Medical Policy Updates

Table Of Contents

Blue Cross and Blue Shield of North Carolina Medical Policy Update for December 6, 2011

Medical Guidelines Reason for Update
Belimumab (Benlysta) Deleted statement: "who are not immunocompromised" under When Covered section. Added statement: "Serious and sometimes fatal infections have been reported in patients receiving immunosuppressive agents, including Benlysta. Caution should be exercised when considering use in patients with a history of chronic infections. Patients receiving therapy for a chronic infection should not receive Benlysta" to Policy Guidelines section. Reviewed with medical director. Removed HCPCS code Q2044 from the Billing/Coding section and added J0490 effective 1/1/2012.
Diagnosis and Treatment of Chronic Cerebrospinal Venous Insufficiency in Multiple Sclerosis New policy. The identification and subsequent treatment of chronic cerebrospinal venous insufficiency (CCSVI) in patients with multiple sclerosis is considered investigational.

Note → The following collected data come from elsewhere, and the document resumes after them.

Issue #1935, opened 2019-10-05
config.sensitivity values not normalised


ebaauw:
The REST API plugin doesn't normalise the values of `config.sensitivity`.  For the Hue motion sensors, the highest value of `config.sensitivity` (exposed as `config.sensitivitymax`) indicates the most sensitive setting, whereas for the Xiaomi vibration sensor (`lumi.vibration`), the highest value is the least sensitive setting.  For the Hue motion sensors, the lowest value is 0; for the Xioami vibration sensor it's 1.  I think that for all devices, value `0` should be the least sensitive setting, and value from `config.sensitivitymax` should be the most sensitive setting.

**Background**

`config.sensitivity` and `config.sensitivitymax` were copied from the Hue API, which uses these for the Hue motion sensor.  The values of `config.sensitivity` range from 0 to 2, the value of `config.sensitivitymax`, with 0 being the least sensitive and 2 being the most sensitive.  The recently introduced Hue outdoor motion sensor reports 5 for `config.sensitivitymax`.  The Hue motion sensors use manufacturer specific attributes for `config.sensitivity` and `config.sensitivitymax`, whose raw values map 1:1 to the API values.

The Xioami vibration sensor uses a different manufacturer specific attribute for setting sensitivity.  According to a comment in the code, this attribute uses raw values 0x15 for low sensitivity, 0x0b for medium sensitivity, and 0x01 for high sensitivity.  Currently, the REST API exposes `config.sensitivity` as the raw value of this attribute, see #1396; I don't know if the vibration sensor actually supports the full range of values between 1 and 21.

I think the REST API should expose raw value 0x01 as `config.sensitivity` value 2, 0x0b as 1 and 0x15 as 0, and expose `config.sensitivitymax` as 2.  If the intermediate values are useable, we could expose `config.sensitivitymax` as 20 (!) and map raw values 0x01, ..., 0x15 to API values 20, ..., 0.

JHenzi:
Does this issue still stand, there is no real way to get the sensor to return vibration: true based on sensitivity? Like others I want to detect the running of the washer and dryer, issue I have is that the value is always false, otherwise I get a vibrationstrength value as a number. Seems that once the dryer or washer stops it stops reporting and

ebaauw:
Bump

ebaauw:
Bump

dubocr:
[...]

PR #7208, opened 2023-09-01
Fix sensitivity for lumi_vibration_aq1

ebaauw:
See Discord, upon sniffing the Aqara app / Hub M2, it appears that the Xiaomi vibration sensor uses Zigbee values 1: High, 2: Medium, 3: Low.

The device seems to accept and report back any value, even higher then 21.  This was carried over from the C++ code when the sensor was supported initially, but, apparently, never verified.

See also:
- https://github.com/dresden-elektronik/deconz-rest-plugin/issues/1396#issuecomment-478644832
- https://github.com/dresden-elektronik/deconz-rest-plugin/issues/1935#issue-502937054
- https://github.com/dresden-elektronik/deconz-rest-plugin/pull/6919

### DIFF
--- a/devices/xiaomi/lumi_vibration_aq1.json
+++ b/devices/xiaomi/lumi_vibration_aq1.json
@@ -92,7 +92,7 @@
             "cl": "0x0000",
             "mf": "0x115F",
             "at": "0xFF0D",
-            "eval": "Item.val = 2 - Math.floor(Attr.val / 10)"
+            "eval": "Item.val = 3 - Attr.val"
           },
           "read": {
             "fn": "zcl",
@@ -109,7 +109,7 @@
             "mf": "0x115F",
             "at": "0xFF0D",
             "dt": "0x20",
-            "eval": "10 * (2 - Item.val) + 1"
+            "eval": "3 - Item.val"
           },
           "values": [
             [
--- a/devices/xiaomi/lumi_vibration_aq1.json
+++ b/devices/xiaomi/lumi_vibration_aq1.json
@@ -101,7 +101,7 @@
             "mf": "0x115F",
             "at": "0xFF0D"
           },
-          "refresh.interval": 600,
+          "refresh.interval": 3600,
           "write": {
             "fn": "zcl",
             "ep": 1,
@@ -109,8 +109,10 @@
             "mf": "0x115F",
             "at": "0xFF0D",
             "dt": "0x20",
-            "eval": "3 - Item.val"
-          },
+            "eval": "3 - Item.val",
+            "state.timeout": 2,
+            "change.timeout": 3600
+            },
           "values": [
             [
               0,


SwoopX (changes requested):
I'd advise some changes here:

1. Change `refresh.interval` from 600 to 3600 - We only want a forced read if the special reporting didn't come in. Most likely, the following special report will provide the values anyway before the actual read kicks in. A smaller value does not make much sense either way as the device is a deep sleeper
2. Add `"state.timeout": 2` to the write function - This is barely documented, I know, but it speeds up the state change when the device is awake and chances are high that the whole state change can finish within the few seconds the device is awake.
3. Add `"change.timeout": 3600` to the write function - This grants the state change a life time of 1h rather than the default 2 or 3 mins. So, whenever you change sensitivity and do not explicitly wake the device, the change will be applied when it wakes up later.

Other than that, the values changes look fine to me 👍

ebaauw:
> Change `refresh.interval` from 600 to 3600

Done.  I suppose we would need to check this for other Xiaomi DDFs for this as well, as they all do periodic reporting only on the special attribute.

> Add "state.timeout": 2 to the write function

Done.  Not sure I understand what this does exactly.  What operation is timing out here, and how does the code react to this?  In what circumstances, for devices with what characteristics, should be we adding this?

> Add "change.timeout": 3600 to the write function

Done.  This makes very much sense, and, I suppose should be added to all deep sleepers with changeable `config` items.  Notably the Hue sensors and controllers, with periodic reporting per 5 minutes.

manup:
Note to myself: It's time to better document how the `StateChange` works and is related to "read" and "write" functions in DD, and also add a state diagram to better visualize what's going on (internally it is a small state machine). The logic behind it is not too complex and stabilized since a while.

Special care needs to be taken for the `awake` keyword on items in the DDF. For sleeping devices it acts as a trigger to process open tasks.

For example a Xiaomi device that sleeps for one hour and sends the special report, should have the `awake = true` set for the respective "special" item. When the special report is received the `const char *REventAwake = "event/awake";` is triggered and handled in `device.cpp` to proceed with polling and `StateChanges`.

But here comes the hard part: To know that a device is truly awake when a certain ZCL command is received can only be seen in the sniffer! Awake is **only** true if a device sends a ZCL command **and** does a *MAC Data Request* (aka parent poll) afterwards to check if there is any response/ message to receive.

This is not always the case, some Xiaomi devices report sensor values without doing a *MAC Data Request*, which means sending anything to the device will timeout because it's sleeping.

That's the reason why not every item should have `awake = true`, because we would send into the void.

---------

The `StateChange` is designed to survive any error that may happen, like sending to a device that is sleeping, routing errors, or the device simply being powered off. It will retry as long as the `change.timeout > 0`, this is triggered by `REventAwake` and `REventPoll`. Having proper `awake` knowledge helps to prevent useless requests to a device which will timeout anyway as the device is sleeping (which the legacy code does a lot).

ebaauw:
`awake` is (and already had been) specified on items based on the Xiaomi special attribute, and not on other items.  I can confirm that the special attribute report is followed by a data request to the parent, also when triggered by pushing the button on the device.  The XIaomi app actually prompts you to do so, when changing the sensitivity, unless you're happy to wait for some time.

Note: instead of sniffing, you could also get this info from the deCONZ log, if the coordinator device is the parent of the sensor (which is probably achieved easiest when its the only router in the network).

raducotescu:
@ebaauw, without this issue being fixed, is there a way to correctly configure the sensitivity? The Internet is full of the 1-21 value range, where 1 is considered the most sensitive, most likely based on https://dresden-elektronik.github.io/deconz-rest-doc/devices/xiaomi/aq_vibration_sensor/#config-attributes.

I'm asking because I recently had to replace one of the sensors I have at home and the new one seems to randomly trigger. Since in my case this is connected to a security system, I'd *really* like to avoid false positives, otherwise my neighbours will hate me.

Thank you! (and sorry for not actually contributing to the issue)

ebaauw:
You can write any raw value to the corresponding Zigbee attribute (0xFF0D in the _Basic_ cluster) from the deCONZ GUI, bypassing the API altogether.  Press the button to wake the device and have deCONZ send the _Write Attributes_ command.  Press the button again, and read back the attribute, to make sure the value sticks.

As I've mentioned on Discord:
- The Xiaomi app only uses values 1 (high), 2 (medium), and 3 (low);
- The device seems to accept and report back values larger than 21 just as happily.  The documenation is likely based on the abovementioned comment, but I have not been able to find out on what this comment was based.
- I don't have the equipment to test in a controlled way whether the device actually changes it sensitivity for settings higher than 3.

I would love to hear your experience, at what setting the false positives stop if they still appear at 3.

manup (approved):

bcutter:
Could someone please summarize if this fix creates the need of users to actually change something?
E. g. if one uses `vibrationstrength` values of 6, 10 and 29 - will everything work as before?

cracyfloyd:
Iam a little bit confused. Which values can i now use for sensitivity ??. I need less sensitivity. Before this change i use 11.

bcutter:
> Iam a little bit confused. Which values can i now use for sensitivity ??. I need less sensitivity. Before this change i use 11.

Never got answered here unfortunately. But according to the (updated?) docs here it seems the answer to your question is: `0` (zero).

https://dresden-elektronik.github.io/deconz-rest-doc/devices/xiaomi/lumi_vibration_aq1/#config-attributes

Medical Director review 8/6/11. Notification given 8/30/11. Policy effective 12/6/11.
Facet Joint Denervation Policy name changed from "Radiofrequency Facet Joint Denervation" to "Facet Joint Denervation". "Description" section updated. Added the following statement to the "When Not Covered" section; "All other techniques of facet joint denervation for the treatment of chronic back pain are considered investigational including, but not limited to: Laser; Cryodenervation." Reworded #2 under "Policy Guidelines" to indicate; "Non-radicular low back (lumbosacral) or neck (cervical) pain, suggestive of facet joint origin as documented in the medical record on history, physical and radiographic evaluations. Radiographic evidence is necessary to exclude other causes of cervical or lumbar pain prior to treatment with spinal injections and to document the presence of facet disease;" #3 "Pain has failed to respond to three (3) months of conservative management which must consist of therapies, including oral analgesics (e.g., nonsteroidal anti-inflammatory medications, acetaminophen), and manipulation or physical therapy, and a home exercise program;" and Added the following to #5 "Repeat blocks are not necessary after 6 months since prior RF treatment, if symptoms and treatment are at the same location(s) or spinal level(s), and presentation is similar to that of initial or prior treatment." #6 "If no prior diagnostic medial branch blocks have ever been done, even if the patient responded well to prior RF ablations, those ablations are NOT a substitute for an initial trial of nerve blocks, and, therefore, medial branch nerve blocks would be necessary before repeat RF ablation is done." Medical Director review 7/18/2011. Notification given 8/30/2011. Policy effective 12/6//2011.References added."
Laser Treatment of Port Wine Stains "When Covered" section revised. Bullet #1 changed to state: "Lesions located where there is potential compromise or actual compromise, (see numbers 3 and 4 below) of vital structures (e.g. nose, eyes, ears, lips, tongue or larynx)" and bullet #3 changed to state: "Lesions which involve the eyelids or periorbital tissue and result in impaired vision or strabismus." Medical Director review 12/2011.
Minimally Invasive Coronary Artery Bypass Graft Surgery Policy archived. Medical director review 11/2011.
Serum Holo-Transcobalamin as a Marker of Vitamin B12 Status References updated. No change to criteria.
Subtalar Arthroereisis Policy Statement revised. "for treatment of flatfoot deformity" removed. New policy statement as follows: "BCBSNC will not provide coverage for subtalar arthroereisis. It is considered investigational. BCBSNC does not cover investigational services." "When not Covered" section revised to state: "Subtalar arthroereisis is not covered. It is considered investigational for all clinical applications." Medical Director review 11/2011.
Ultrasonographic Evaluation of Skin Lesions Description section revised. References updated. No changes to Policy Statements.
Vertebral Axial Decompression (VAD-X) References updated. No changes to Policy Statement.
Evidence Based Guidelines
Anti-CCP Testing for Rheumatoid Arthritis References updated. No changes to guideline.